━━━ TASK INPUT ━━━

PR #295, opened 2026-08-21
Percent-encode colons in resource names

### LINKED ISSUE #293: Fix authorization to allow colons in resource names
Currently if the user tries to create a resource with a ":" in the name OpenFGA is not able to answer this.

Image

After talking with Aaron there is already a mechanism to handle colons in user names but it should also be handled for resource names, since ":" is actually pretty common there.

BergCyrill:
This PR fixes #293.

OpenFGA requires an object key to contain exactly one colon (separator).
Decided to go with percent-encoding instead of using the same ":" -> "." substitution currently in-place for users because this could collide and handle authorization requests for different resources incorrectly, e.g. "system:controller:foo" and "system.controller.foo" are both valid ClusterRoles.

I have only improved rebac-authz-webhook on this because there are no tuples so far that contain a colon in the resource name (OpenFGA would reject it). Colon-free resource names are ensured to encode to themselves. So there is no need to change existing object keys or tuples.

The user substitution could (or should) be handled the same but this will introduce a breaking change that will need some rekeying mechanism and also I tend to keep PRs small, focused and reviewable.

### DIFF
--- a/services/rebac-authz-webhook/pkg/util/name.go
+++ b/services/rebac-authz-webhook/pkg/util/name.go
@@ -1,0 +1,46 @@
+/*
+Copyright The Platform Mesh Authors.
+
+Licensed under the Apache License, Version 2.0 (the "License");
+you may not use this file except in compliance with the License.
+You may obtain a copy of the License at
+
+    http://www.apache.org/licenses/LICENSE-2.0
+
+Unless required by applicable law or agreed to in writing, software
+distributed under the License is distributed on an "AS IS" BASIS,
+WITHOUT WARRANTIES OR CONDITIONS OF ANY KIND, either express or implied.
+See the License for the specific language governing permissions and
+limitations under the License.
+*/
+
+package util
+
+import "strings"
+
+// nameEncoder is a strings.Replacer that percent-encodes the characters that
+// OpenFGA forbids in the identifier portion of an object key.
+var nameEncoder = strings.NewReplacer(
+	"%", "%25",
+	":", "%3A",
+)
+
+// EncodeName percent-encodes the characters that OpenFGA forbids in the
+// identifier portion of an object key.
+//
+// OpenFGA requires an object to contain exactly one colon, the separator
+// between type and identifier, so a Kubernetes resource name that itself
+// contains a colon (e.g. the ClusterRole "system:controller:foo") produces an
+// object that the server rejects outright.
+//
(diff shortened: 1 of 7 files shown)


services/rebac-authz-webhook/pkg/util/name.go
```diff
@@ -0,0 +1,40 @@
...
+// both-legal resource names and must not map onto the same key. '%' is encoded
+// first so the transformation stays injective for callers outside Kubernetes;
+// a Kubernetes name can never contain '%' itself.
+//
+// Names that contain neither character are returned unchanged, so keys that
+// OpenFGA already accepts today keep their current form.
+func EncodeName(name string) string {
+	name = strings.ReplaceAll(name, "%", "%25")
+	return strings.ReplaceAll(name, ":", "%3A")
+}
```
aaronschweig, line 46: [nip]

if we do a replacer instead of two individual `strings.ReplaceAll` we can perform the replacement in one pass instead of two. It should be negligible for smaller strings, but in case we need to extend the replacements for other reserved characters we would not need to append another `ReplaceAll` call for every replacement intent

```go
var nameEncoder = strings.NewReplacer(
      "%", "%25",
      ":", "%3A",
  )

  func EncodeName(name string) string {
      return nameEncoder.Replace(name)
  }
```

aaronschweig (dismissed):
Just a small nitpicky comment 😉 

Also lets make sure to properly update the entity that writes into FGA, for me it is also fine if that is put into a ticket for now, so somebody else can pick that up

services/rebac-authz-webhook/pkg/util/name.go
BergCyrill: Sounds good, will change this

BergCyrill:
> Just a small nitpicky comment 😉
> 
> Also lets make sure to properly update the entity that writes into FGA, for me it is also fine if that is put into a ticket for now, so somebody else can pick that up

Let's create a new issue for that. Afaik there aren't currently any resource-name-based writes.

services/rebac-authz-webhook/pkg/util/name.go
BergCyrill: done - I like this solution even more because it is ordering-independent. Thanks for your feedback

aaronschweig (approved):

━━━
━━━ TASK INPUT ━━━

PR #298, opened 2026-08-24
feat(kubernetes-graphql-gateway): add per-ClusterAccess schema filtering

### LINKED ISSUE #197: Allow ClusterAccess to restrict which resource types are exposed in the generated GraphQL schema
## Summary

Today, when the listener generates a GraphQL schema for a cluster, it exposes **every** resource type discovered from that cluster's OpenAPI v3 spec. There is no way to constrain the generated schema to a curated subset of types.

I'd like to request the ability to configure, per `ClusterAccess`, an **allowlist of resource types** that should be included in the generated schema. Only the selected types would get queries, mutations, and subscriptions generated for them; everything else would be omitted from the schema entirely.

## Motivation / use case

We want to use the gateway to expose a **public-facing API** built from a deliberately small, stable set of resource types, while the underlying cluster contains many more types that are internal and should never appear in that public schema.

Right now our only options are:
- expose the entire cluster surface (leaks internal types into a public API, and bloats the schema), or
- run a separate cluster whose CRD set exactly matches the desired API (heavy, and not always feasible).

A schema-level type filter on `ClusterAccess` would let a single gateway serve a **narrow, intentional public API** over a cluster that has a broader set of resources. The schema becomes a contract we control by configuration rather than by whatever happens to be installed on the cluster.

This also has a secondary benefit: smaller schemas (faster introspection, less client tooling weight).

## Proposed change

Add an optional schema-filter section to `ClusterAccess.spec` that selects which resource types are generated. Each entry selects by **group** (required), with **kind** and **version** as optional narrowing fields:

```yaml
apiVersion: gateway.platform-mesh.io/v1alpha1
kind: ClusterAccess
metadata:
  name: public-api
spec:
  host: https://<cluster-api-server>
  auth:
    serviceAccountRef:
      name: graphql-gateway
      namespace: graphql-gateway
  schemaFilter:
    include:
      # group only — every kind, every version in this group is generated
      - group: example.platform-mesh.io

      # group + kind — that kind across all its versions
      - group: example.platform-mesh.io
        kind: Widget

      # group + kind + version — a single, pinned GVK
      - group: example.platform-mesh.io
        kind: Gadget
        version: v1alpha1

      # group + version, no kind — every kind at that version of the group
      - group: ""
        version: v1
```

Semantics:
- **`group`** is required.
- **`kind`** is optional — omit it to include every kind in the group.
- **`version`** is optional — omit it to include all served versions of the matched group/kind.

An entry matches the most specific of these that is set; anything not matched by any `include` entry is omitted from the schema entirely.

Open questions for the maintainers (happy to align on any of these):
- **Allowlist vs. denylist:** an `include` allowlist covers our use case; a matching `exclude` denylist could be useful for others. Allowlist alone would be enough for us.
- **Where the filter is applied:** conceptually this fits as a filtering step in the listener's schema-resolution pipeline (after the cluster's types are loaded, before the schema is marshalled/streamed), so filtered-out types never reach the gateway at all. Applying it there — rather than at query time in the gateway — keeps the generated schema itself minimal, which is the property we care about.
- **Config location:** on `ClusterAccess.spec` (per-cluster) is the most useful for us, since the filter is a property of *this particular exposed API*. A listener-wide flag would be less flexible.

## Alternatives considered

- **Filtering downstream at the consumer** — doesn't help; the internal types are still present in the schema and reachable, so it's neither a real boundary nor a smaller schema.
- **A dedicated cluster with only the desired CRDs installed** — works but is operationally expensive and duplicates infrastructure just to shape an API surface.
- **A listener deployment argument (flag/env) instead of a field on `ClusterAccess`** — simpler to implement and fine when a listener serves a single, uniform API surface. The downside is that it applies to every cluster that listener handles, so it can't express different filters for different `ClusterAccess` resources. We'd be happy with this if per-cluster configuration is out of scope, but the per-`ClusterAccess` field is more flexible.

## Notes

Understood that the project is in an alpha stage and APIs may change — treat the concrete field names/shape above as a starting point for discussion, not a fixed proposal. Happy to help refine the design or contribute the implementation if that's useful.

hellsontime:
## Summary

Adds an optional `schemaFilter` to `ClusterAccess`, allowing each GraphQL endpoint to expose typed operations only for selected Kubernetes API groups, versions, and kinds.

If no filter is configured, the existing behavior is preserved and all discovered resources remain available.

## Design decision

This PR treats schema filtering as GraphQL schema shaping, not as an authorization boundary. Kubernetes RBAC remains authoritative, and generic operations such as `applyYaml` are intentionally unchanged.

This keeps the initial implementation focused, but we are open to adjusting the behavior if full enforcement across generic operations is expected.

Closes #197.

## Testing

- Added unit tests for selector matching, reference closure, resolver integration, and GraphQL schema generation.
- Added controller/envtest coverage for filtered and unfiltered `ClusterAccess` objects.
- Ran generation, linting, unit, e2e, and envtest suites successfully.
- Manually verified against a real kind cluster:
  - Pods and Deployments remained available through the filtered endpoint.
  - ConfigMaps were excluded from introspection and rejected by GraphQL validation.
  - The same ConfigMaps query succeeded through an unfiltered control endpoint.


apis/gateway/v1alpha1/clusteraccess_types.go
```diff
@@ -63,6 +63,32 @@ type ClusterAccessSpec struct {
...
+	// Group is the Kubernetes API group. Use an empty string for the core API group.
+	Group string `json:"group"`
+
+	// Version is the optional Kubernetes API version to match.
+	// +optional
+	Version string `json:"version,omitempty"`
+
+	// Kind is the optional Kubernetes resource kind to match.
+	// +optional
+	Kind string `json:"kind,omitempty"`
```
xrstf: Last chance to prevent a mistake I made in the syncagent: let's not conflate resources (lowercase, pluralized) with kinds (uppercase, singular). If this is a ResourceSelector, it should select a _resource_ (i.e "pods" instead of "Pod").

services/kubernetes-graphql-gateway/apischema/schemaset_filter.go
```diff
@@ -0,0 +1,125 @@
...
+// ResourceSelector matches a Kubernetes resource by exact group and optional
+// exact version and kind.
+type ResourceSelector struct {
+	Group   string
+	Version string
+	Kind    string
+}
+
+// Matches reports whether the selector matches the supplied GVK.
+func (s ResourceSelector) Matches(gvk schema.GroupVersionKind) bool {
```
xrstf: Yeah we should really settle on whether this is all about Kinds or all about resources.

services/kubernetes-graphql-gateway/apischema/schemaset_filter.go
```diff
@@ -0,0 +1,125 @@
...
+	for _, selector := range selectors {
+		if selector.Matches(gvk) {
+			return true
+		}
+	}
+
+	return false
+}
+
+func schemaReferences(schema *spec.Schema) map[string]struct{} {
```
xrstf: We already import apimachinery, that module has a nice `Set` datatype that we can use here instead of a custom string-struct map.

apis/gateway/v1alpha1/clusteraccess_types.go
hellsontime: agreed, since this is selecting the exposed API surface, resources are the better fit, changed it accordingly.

━━━

### EXERCISE DESCRIPTION:
Work through the records above and count the lines that hold the string "since". Please give only that figure.

### WRITTEN RESPONSE:
3